:: Records shown ::

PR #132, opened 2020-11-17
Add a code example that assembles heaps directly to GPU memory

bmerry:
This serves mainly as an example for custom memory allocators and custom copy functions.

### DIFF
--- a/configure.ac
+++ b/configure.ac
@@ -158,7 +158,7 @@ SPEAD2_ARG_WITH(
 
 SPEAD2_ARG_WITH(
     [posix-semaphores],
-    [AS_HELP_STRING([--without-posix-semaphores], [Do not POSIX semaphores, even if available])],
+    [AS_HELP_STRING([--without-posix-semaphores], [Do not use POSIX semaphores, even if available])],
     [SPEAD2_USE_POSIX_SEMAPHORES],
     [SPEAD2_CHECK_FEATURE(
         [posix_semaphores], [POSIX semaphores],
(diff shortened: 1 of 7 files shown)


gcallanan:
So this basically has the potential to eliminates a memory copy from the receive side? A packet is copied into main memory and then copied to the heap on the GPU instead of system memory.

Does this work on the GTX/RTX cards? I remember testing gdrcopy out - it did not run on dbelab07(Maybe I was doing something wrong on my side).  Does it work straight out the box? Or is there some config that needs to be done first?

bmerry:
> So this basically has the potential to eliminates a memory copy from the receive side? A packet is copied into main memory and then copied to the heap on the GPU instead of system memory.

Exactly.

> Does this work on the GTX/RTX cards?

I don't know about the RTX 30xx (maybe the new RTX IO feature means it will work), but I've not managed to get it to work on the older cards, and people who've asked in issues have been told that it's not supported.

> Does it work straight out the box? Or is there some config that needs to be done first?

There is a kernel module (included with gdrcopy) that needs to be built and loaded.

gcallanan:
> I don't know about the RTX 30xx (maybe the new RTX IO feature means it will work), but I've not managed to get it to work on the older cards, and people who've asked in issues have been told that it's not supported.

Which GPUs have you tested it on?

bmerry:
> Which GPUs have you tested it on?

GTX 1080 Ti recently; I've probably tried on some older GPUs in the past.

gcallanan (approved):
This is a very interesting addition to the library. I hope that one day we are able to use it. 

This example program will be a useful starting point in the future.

:::
:: Records shown ::

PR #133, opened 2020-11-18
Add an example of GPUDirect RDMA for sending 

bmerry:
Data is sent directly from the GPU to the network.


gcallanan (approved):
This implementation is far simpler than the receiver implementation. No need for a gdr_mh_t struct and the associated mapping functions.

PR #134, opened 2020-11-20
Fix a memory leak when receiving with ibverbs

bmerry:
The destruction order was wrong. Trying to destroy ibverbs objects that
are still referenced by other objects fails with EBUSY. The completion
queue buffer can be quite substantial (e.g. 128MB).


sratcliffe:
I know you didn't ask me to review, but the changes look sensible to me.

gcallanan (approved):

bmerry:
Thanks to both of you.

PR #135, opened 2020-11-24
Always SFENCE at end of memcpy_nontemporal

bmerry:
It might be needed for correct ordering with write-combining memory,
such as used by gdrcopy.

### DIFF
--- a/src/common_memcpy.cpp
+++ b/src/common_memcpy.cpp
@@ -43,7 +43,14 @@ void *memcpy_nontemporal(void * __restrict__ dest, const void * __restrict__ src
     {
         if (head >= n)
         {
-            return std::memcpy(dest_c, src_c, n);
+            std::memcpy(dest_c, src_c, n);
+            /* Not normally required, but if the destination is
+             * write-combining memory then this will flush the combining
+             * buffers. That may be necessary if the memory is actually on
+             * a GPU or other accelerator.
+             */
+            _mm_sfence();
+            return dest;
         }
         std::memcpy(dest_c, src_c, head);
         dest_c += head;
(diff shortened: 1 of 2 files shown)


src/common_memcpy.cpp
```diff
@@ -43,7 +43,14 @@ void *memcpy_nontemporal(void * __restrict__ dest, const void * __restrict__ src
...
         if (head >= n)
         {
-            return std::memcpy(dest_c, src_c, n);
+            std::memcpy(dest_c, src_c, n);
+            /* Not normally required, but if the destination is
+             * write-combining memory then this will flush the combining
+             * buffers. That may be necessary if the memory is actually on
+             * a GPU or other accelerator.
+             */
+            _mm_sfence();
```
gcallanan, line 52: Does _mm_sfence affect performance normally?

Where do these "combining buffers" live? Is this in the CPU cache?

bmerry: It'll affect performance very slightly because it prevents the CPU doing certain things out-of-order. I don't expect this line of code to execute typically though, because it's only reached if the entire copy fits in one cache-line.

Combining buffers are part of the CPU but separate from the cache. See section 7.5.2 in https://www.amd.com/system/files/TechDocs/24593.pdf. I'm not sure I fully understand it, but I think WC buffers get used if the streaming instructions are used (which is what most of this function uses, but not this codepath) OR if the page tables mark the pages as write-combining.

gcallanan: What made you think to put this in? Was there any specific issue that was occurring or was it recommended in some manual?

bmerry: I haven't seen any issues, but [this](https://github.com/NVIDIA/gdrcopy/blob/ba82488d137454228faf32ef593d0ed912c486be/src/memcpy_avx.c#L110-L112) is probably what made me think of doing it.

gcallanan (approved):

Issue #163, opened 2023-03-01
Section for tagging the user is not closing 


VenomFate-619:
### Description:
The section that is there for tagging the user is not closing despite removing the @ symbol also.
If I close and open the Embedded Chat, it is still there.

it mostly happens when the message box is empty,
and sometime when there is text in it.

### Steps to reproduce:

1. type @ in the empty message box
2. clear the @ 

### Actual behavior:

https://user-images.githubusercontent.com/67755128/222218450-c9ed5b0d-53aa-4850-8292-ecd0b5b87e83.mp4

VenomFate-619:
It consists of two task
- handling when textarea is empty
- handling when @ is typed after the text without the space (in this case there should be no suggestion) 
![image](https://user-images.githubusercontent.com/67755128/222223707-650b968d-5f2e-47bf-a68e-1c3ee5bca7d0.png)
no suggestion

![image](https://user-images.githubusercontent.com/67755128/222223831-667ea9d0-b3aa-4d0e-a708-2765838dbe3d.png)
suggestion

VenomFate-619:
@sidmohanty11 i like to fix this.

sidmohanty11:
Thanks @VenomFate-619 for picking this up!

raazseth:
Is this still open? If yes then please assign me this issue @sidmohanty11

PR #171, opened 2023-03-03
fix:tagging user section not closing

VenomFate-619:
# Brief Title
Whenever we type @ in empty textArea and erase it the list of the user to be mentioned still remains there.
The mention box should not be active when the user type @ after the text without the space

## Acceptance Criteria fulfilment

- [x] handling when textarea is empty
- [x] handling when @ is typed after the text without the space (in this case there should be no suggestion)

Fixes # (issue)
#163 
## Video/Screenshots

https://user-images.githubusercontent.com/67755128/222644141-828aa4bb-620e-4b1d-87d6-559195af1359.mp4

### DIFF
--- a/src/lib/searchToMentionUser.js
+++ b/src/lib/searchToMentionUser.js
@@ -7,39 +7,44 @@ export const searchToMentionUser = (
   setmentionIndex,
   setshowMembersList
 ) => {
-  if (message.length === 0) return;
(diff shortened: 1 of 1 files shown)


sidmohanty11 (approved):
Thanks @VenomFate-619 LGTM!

:::

[Exercise objective] Once the line with "PR #171, opened 2023-03-03" is found in the records above, print exactly that line and every line after it through the line with "- [x] handling when textarea is empty".

[Solution to this task]
PR #171, opened 2023-03-03
fix:tagging user section not closing

VenomFate-619:
# Brief Title
Whenever we type @ in empty textArea and erase it the list of the user to be mentioned still remains there.
The mention box should not be active when the user type @ after the text without the space

## Acceptance Criteria fulfilment

- [x] handling when textarea is empty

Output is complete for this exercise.